Stored entries
# # #

PR #3647, opened 2023-10-18
Map location codes to Symphony codes for stackmaps

cbeer:
At least until stackmaps is ready to handle FOLIO codes.


jcoyne (approved):

jcoyne (commented):
Do we need to add any tests for this?

cbeer:
I hope not. All this can be removed just as soon as stackmaps switches things over to use FOLIO codes.

PR #3653, opened 2023-10-20
Use the status from the item_display field to determine on-order-ness

cbeer:

### DIFF
--- a/lib/holdings/item.rb
+++ b/lib/holdings/item.rb
@@ -9,7 +9,6 @@ class Holdings
     attr_accessor :due_date
 
     delegate :loan_type, :material_type, :effective_location, :permanent_location, to: :folio_item, allow_nil: true
-    delegate :status, to: :folio_item, prefix: :folio, allow_nil: true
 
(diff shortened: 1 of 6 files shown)


lib/holdings/item.rb
```diff
@@ -34,7 +33,8 @@ def browsable?
     end
 
     def on_order?
-      current_location.code == 'ON-ORDER'
+      folio_status == 'On order' ||
+        current_location.code == 'ON-ORDER'
```
jcoyne, line 37: Is there a reason we still need to support the location code?

cbeer: At least until we do a full re-index with https://github.com/sul-dlss/searchworks_traject_indexer/pull/1275, on-order items without a FOLIO item don't have the status yet.

jcoyne: Are we going to be able to remember that? Should we drop a comment here or create a new ticket that points to that?

jcoyne (approved):
Looks good. Feel free to merge after considering a comment or ticket for tracking the removal of the old method.

PR #3672, opened 2023-11-03
Encode html &#13 as \r for display

### LINKED ISSUE #3671: Collection description not properly formatting in catalog view
When viewing a collection catalog list in searchworks that includes newlines and links in the description, the formatting is not displayed properly, see: https://searchworks.stanford.edu/catalog?f%5Bcollection%5D%5B%5D=sn695pn3494

Which presents as:
Screenshot 2023-11-03 at 8 28 41 AM

Whereas the object view (https://searchworks.stanford.edu/view/sn695pn3494) is formatting properly:

Screenshot 2023-11-03 at 8 30 32 AM

Related work in H2/Argo: https://github.com/sul-dlss/happy-heron/issues/3380

aaron-collier:
Closes #3671 

This may not be the best or only place to fix this display issue. In both H2 and Argo we've made sure that when `\r\n` is included they are represented properly and do not use the `&#13` html encoding by reverting it back to `\r`. This seems to still be converted to `&#13` when reading the solr document for display in searchworks. 

Happy for any suggestions on how else to approach this.

### DIFF
--- a/app/helpers/record_helper.rb
+++ b/app/helpers/record_helper.rb
@@ -34,4 +34,11 @@ module RecordHelper
       end
     end.join('').html_safe
   end
+
+  ##
+  # Expose format_mods_html from mods_display to properly encode content as needed
+  # RecordHelper behavior
+  def format_record_html(...)
+    format_mods_html(...)
+  end
 end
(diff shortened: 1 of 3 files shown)


cbeer:
What about using format_mods_html (https://github.com/sul-dlss/mods_display/blob/116daefe1d095ee0db4354c0fde46ea2518707fb/app/helpers/mods_display/record_helper.rb#L83)?

aaron-collier:
@cbeer thank you, I was not aware of that function. I'm not seeing any examples of how it may be used in this context - if you have any pointers, that would be great. Thank you.

corylown (approved):

PR #3673, opened 2023-11-03
Remove Folio::LocationsMap.for now that the indexed locations use the…

cbeer:
… FOLIO codes

### DIFF
--- a/app/services/folio/locations_map.rb
+++ b/app/services/folio/locations_map.rb
@@ -9,23 +9,14 @@ module Folio
   class LocationsMap
     include Singleton
 
-    # @param [String] library_code the Symphony library
-    # @param [String] location_code the Symphony location
-    # @return [String] the Folio location code
-    def self.for(library_code:, location_code:)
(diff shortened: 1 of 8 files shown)


app/services/folio/locations_map.rb
```diff
@@ -9,23 +9,14 @@ module Folio
...
-    # @param [String] library_code the Symphony library
-    # @param [String] location_code the Symphony location
-    # @return [String] the Folio location code
-    def self.for(library_code:, location_code:)
-      instance.data.dig(library_code, location_code) || location_code
-    end
-
+    # @param [String] location_code the FOLIO location
+    # @return [String] the Symphony location code
     def self.symphony_code_for(location_code:)
```
jcoyne, line 14: Can't we rip this method out too?

jcoyne: Oh, it looks like it's still used by stackmap_link

jcoyne (approved):

PR #3753, opened 2024-01-18
update record helper to include correct class for mods gem

### LINKED ISSUE #3699: Collection description should display with line breaks if they are present
We previously fixed formatting issues with encodings such as `&#13;` displaying in the collection description, but the fix did not address displaying the line breaks. See https://github.com/sul-dlss/SearchWorks/issues/3671 and https://github.com/sul-dlss/SearchWorks/pull/3672

We would like the line breaks to display.

For an example, see: https://searchworks.stanford.edu/catalog?f%5Bcollection%5D%5B%5D=sn695pn3494

The collection description currently displays like:
Screenshot 2023-11-29 at 10 17 50 AM

We would like it to display more like it does on the full record view with line breaks (https://searchworks.stanford.edu/view/sn695pn3494):

Screenshot 2023-11-03 at 8 30 32 AM

dnoneill:
closes #3699

### DIFF
--- a/app/helpers/record_helper.rb
+++ b/app/helpers/record_helper.rb
@@ -38,7 +38,7 @@ module RecordHelper
   ##
   # Expose format_mods_html from mods_display to properly encode content as needed
   # RecordHelper behavior
-  def format_record_html(...)
-    format_mods_html(...)
+  def format_record_html(record_content)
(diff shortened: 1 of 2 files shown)


marlo-longley:
Looking good @dnoneill. One suggestion is to combine these commits into a history that will read clearly in the main SearchWorks branch after it's merged.

jcoyne (approved):

PR #4231, opened 2024-06-03
Update dependencies

sul-devops-team:


marlo-longley:
Waiting on a fix from newrelic for this -- should be coming soon.

PR #4237, opened 2024-06-06
Use the BM25 similarity class

cbeer:
BM25 is the "new" Solr default and causes some minor relevancy changes. The major difference seems to be a little boost to exact matching:

E.g. a query for "The John" no longer ranks the stemmed match "The Johns" higher than exact matches for "The John" 
Screenshot 2024-06-06 at 16 22 34

And putting a little more weight on more unique terms:

E.g. a query for "mcrae jazz" returns titles with Mcrae above ones with Jazz: 
Screenshot 2024-06-06 at 16 26 03


cbeer:
gryphon-search signed off on shipping this on 6/20.

PR #4249, opened 2024-06-17
Use database to store courses information, and update database hourly

### LINKED ISSUE #4175: Fetch and display course information more frequently
Reserves staff were accustomed to immediate updates in SearchWorks display when items were placed on Reserve in Symphony. 

With FOLIO, it's my understanding from Cory that the indexer knows pretty promptly that a title/item has been associated with a course but we don't update the display (https://searchworks.stanford.edu/reserves or in the record view) until SearchWorks is deployed. In the first two weeks of the quarter, when staff are creating many FOLIO Courses and communicating with Instructors about Course status, this is too slow.

In an ideal scenario, we'd be updating the SearchWorks display as soon as the title/item is associated with a current course in FOLIO. Cory has indicated that immediate updates aren't possible right now given the amount of info that needs to be updated.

# # #

WHAT THIS TASK INVOLVES:
Lines containing the word "stanford": copy every one of them from the records above.

TASK OUTPUT:
When viewing a collection catalog list in searchworks that includes newlines and links in the description, the formatting is not displayed properly, see: https://searchworks.stanford.edu/catalog?f%5Bcollection%5D%5B%5D=sn695pn3494
Whereas the object view (https://searchworks.stanford.edu/view/sn695pn3494) is formatting properly:
For an example, see: https://searchworks.stanford.edu/catalog?f%5Bcollection%5D%5B%5D=sn695pn3494
We would like it to display more like it does on the full record view with line breaks (https://searchworks.stanford.edu/view/sn695pn3494):
With FOLIO, it's my understanding from Cory that the indexer knows pretty promptly that a title/item has been associated with a course but we don't update the display (https://searchworks.stanford.edu/reserves or in the record view) until SearchWorks is deployed. In the first two weeks of the quarter, when staff are creating many FOLIO Courses and communicating with Instructors about Course status, this is too slow.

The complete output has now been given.